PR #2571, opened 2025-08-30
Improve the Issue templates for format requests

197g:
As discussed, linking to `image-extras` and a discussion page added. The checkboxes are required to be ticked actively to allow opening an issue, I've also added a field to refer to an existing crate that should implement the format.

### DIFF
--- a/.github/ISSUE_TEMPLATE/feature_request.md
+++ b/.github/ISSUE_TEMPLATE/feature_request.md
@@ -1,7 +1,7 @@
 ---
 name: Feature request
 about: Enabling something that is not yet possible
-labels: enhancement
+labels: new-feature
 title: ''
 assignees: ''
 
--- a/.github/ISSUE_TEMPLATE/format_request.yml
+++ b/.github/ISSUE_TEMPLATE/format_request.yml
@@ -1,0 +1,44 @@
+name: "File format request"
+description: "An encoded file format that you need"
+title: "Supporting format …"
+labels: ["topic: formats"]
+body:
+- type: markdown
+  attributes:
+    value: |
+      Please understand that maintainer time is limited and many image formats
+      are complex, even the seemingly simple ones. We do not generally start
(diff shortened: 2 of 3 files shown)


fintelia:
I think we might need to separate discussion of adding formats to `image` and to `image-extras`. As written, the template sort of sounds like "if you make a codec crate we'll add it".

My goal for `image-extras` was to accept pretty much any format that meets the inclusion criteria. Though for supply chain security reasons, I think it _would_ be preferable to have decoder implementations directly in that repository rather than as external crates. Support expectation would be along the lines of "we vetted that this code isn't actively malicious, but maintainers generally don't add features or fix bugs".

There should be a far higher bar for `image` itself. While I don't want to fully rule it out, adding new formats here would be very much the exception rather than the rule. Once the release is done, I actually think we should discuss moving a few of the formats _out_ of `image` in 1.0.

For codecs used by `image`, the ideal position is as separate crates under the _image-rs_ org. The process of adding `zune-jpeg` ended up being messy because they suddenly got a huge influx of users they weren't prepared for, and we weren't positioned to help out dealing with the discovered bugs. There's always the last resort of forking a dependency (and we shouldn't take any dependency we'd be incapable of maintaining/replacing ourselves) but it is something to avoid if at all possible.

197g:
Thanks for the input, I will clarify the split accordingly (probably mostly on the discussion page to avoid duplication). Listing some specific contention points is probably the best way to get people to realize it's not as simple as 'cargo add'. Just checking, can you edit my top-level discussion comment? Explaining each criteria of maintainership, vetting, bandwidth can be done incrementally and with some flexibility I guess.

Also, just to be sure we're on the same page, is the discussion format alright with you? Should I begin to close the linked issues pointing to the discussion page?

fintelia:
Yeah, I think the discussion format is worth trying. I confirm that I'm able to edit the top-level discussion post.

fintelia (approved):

____________________

• _Task details_:
Reproduce the listing exactly. Every line stays as it is.

• _Answer space_:
PR #2571, opened 2025-08-30
Improve the Issue templates for format requests

197g:
As discussed, linking to `image-extras` and a discussion page added. The checkboxes are required to be ticked actively to allow opening an issue, I've also added a field to refer to an existing crate that should implement the format.

### DIFF
--- a/.github/ISSUE_TEMPLATE/feature_request.md
+++ b/.github/ISSUE_TEMPLATE/feature_request.md
@@ -1,7 +1,7 @@
 ---
 name: Feature request
 about: Enabling something that is not yet possible
-labels: enhancement
+labels: new-feature
 title: ''
 assignees: ''
 
--- a/.github/ISSUE_TEMPLATE/format_request.yml
+++ b/.github/ISSUE_TEMPLATE/format_request.yml
@@ -1,0 +1,44 @@
+name: "File format request"
+description: "An encoded file format that you need"
+title: "Supporting format …"
+labels: ["topic: formats"]
+body:
+- type: markdown
+  attributes:
+    value: |
+      Please understand that maintainer time is limited and many image formats
+      are complex, even the seemingly simple ones. We do not generally start
(diff shortened: 2 of 3 files shown)


fintelia:
I think we might need to separate discussion of adding formats to `image` and to `image-extras`. As written, the template sort of sounds like "if you make a codec crate we'll add it".

My goal for `image-extras` was to accept pretty much any format that meets the inclusion criteria. Though for supply chain security reasons, I think it _would_ be preferable to have decoder implementations directly in that repository rather than as external crates. Support expectation would be along the lines of "we vetted that this code isn't actively malicious, but maintainers generally don't add features or fix bugs".

There should be a far higher bar for `image` itself. While I don't want to fully rule it out, adding new formats here would be very much the exception rather than the rule. Once the release is done, I actually think we should discuss moving a few of the formats _out_ of `image` in 1.0.

For codecs used by `image`, the ideal position is as separate crates under the _image-rs_ org. The process of adding `zune-jpeg` ended up being messy because they suddenly got a huge influx of users they weren't prepared for, and we weren't positioned to help out dealing with the discovered bugs. There's always the last resort of forking a dependency (and we shouldn't take any dependency we'd be incapable of maintaining/replacing ourselves) but it is something to avoid if at all possible.

197g:
Thanks for the input, I will clarify the split accordingly (probably mostly on the discussion page to avoid duplication). Listing some specific contention points is probably the best way to get people to realize it's not as simple as 'cargo add'. Just checking, can you edit my top-level discussion comment? Explaining each criteria of maintainership, vetting, bandwidth can be done incrementally and with some flexibility I guess.

Also, just to be sure we're on the same page, is the discussion format alright with you? Should I begin to close the linked issues pointing to the discussion page?

fintelia:
Yeah, I think the discussion format is worth trying. I confirm that I'm able to edit the top-level discussion post.

fintelia (approved):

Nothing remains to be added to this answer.